**WORK REQUEST**
From the line with "control (1) |" through the line with "## Artifact", repeat the entries verbatim, both end lines included, and add nothing.

Saved data entries:
_ _ _ _ _
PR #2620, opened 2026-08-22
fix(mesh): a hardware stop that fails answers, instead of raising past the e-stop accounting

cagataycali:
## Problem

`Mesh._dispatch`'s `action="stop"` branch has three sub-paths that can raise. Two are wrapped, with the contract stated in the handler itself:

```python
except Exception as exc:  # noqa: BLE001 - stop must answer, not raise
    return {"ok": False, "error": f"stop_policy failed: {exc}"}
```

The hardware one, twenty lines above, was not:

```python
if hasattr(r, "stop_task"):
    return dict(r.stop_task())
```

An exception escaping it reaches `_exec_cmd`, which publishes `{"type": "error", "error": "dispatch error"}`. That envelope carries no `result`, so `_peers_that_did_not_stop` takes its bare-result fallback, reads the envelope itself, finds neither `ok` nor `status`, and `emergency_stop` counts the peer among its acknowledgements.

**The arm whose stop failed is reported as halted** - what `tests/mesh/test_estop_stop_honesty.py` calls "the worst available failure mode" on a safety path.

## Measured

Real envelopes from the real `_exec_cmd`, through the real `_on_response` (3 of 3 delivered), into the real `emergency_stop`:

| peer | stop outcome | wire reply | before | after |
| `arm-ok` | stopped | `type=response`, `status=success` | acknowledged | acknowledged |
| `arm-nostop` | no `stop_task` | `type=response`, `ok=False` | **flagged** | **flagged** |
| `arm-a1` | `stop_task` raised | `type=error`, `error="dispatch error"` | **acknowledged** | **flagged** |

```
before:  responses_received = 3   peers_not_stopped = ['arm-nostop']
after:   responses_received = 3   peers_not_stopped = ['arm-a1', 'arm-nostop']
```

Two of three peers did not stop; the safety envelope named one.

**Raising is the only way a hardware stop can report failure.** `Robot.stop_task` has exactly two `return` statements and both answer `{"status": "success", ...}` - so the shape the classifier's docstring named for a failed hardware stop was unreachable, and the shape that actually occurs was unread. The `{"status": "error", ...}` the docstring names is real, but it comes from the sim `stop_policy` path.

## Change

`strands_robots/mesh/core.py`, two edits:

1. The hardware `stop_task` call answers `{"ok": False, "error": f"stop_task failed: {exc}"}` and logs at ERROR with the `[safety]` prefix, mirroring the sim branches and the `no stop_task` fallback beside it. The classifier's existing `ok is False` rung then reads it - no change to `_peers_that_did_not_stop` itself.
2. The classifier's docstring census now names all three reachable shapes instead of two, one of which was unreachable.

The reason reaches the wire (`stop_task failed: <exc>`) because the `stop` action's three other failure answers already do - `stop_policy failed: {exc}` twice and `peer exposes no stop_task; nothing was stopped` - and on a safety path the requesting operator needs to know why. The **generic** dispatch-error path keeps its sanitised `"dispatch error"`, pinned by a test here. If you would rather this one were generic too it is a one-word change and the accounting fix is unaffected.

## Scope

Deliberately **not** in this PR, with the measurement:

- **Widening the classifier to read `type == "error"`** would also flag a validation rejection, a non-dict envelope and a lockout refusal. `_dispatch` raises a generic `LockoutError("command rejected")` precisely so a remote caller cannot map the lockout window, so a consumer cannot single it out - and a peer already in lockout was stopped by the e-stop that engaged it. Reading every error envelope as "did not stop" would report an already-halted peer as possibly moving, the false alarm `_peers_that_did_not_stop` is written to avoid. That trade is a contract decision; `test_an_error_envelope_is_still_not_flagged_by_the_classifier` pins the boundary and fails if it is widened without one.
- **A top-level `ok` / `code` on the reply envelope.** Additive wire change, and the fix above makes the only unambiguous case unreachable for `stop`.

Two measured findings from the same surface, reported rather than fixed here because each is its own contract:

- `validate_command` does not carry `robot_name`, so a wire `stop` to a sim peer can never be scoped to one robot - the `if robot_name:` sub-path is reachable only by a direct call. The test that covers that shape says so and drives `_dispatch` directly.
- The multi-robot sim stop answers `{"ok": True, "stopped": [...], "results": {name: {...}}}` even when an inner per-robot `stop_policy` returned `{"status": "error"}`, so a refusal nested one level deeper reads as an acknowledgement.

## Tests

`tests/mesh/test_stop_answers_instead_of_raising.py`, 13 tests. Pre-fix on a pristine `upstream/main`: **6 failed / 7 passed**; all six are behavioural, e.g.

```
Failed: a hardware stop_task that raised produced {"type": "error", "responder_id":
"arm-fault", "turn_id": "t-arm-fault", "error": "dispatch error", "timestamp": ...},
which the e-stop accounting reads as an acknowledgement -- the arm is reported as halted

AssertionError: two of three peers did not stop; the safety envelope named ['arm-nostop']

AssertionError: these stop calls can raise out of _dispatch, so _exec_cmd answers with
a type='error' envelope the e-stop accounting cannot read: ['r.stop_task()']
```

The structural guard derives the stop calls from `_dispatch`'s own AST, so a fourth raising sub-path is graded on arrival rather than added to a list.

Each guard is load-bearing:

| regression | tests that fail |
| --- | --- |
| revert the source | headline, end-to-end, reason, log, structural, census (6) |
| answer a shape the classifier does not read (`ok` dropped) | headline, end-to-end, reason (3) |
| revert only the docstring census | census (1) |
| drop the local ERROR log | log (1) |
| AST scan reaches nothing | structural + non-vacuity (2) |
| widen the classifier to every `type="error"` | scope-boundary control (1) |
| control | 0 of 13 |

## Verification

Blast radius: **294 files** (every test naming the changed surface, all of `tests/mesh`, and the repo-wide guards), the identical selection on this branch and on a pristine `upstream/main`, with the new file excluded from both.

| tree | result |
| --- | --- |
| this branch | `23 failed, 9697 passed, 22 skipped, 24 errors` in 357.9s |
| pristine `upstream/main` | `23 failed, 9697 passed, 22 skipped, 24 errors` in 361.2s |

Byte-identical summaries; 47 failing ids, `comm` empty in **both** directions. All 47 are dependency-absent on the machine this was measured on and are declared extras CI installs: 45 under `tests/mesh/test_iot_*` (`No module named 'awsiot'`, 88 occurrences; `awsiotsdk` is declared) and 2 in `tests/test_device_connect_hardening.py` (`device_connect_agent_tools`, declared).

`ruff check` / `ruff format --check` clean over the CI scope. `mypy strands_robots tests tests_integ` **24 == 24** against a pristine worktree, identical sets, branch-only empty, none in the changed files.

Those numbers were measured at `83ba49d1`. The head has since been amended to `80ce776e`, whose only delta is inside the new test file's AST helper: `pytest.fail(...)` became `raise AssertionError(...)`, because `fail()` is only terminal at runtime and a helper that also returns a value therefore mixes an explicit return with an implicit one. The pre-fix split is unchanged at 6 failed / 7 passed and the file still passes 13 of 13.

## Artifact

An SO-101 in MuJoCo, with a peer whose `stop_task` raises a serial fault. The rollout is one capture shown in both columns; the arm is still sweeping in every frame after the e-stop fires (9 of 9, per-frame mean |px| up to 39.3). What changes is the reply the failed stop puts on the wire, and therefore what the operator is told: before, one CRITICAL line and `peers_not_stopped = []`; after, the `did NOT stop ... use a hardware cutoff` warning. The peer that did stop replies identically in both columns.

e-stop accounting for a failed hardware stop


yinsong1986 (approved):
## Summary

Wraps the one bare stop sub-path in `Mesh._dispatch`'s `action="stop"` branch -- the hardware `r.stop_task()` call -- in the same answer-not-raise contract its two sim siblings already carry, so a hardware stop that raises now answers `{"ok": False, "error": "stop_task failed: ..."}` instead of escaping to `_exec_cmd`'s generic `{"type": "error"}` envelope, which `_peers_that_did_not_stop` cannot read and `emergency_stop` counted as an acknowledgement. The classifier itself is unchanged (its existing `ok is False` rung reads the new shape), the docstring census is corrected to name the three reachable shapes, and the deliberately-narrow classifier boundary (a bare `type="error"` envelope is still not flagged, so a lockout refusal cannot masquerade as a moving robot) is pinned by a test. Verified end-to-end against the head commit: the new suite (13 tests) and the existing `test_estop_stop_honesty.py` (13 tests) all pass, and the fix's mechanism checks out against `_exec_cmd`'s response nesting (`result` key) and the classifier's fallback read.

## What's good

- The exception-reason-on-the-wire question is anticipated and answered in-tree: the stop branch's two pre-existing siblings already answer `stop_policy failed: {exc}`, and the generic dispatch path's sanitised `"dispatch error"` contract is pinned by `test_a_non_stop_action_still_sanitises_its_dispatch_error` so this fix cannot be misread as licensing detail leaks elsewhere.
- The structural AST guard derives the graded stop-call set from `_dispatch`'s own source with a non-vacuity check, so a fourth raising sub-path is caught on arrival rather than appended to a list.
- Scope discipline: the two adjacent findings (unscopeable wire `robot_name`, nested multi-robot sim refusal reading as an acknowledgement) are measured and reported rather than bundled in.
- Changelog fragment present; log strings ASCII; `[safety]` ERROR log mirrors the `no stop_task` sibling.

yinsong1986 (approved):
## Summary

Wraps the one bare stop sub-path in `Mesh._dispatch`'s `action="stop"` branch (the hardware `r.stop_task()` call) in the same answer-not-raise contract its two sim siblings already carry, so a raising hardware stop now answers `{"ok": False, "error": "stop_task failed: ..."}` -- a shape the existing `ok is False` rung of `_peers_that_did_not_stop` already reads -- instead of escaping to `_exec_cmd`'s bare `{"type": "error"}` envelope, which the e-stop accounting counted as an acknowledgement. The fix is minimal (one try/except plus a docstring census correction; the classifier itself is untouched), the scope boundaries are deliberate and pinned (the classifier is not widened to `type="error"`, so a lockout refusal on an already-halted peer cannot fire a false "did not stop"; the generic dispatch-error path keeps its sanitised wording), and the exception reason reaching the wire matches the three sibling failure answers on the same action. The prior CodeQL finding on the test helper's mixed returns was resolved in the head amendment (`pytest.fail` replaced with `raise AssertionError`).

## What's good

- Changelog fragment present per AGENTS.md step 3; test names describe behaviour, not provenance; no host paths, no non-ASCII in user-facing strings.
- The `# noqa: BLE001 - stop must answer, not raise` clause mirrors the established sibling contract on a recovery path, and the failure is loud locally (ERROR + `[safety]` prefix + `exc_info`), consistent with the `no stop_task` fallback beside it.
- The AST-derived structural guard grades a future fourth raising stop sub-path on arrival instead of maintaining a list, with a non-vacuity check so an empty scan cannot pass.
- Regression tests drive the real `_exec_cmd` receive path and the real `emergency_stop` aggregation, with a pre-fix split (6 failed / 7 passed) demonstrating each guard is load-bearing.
_ _ _ _ _
**YOUR SOLUTION**
| widen the classifier to every `type="error"` | scope-boundary control (1) |
| control | 0 of 13 |

## Verification

Blast radius: **294 files** (every test naming the changed surface, all of `tests/mesh`, and the repo-wide guards), the identical selection on this branch and on a pristine `upstream/main`, with the new file excluded from both.

| tree | result |
| --- | --- |
| this branch | `23 failed, 9697 passed, 22 skipped, 24 errors` in 357.9s |
| pristine `upstream/main` | `23 failed, 9697 passed, 22 skipped, 24 errors` in 361.2s |

Byte-identical summaries; 47 failing ids, `comm` empty in **both** directions. All 47 are dependency-absent on the machine this was measured on and are declared extras CI installs: 45 under `tests/mesh/test_iot_*` (`No module named 'awsiot'`, 88 occurrences; `awsiotsdk` is declared) and 2 in `tests/test_device_connect_hardening.py` (`device_connect_agent_tools`, declared).

`ruff check` / `ruff format --check` clean over the CI scope. `mypy strands_robots tests tests_integ` **24 == 24** against a pristine worktree, identical sets, branch-only empty, none in the changed files.

Those numbers were measured at `83ba49d1`. The head has since been amended to `80ce776e`, whose only delta is inside the new test file's AST helper: `pytest.fail(...)` became `raise AssertionError(...)`, because `fail()` is only terminal at runtime and a helper that also returns a value therefore mixes an explicit return with an implicit one. The pre-fix split is unchanged at 6 failed / 7 passed and the file still passes 13 of 13.

## Artifact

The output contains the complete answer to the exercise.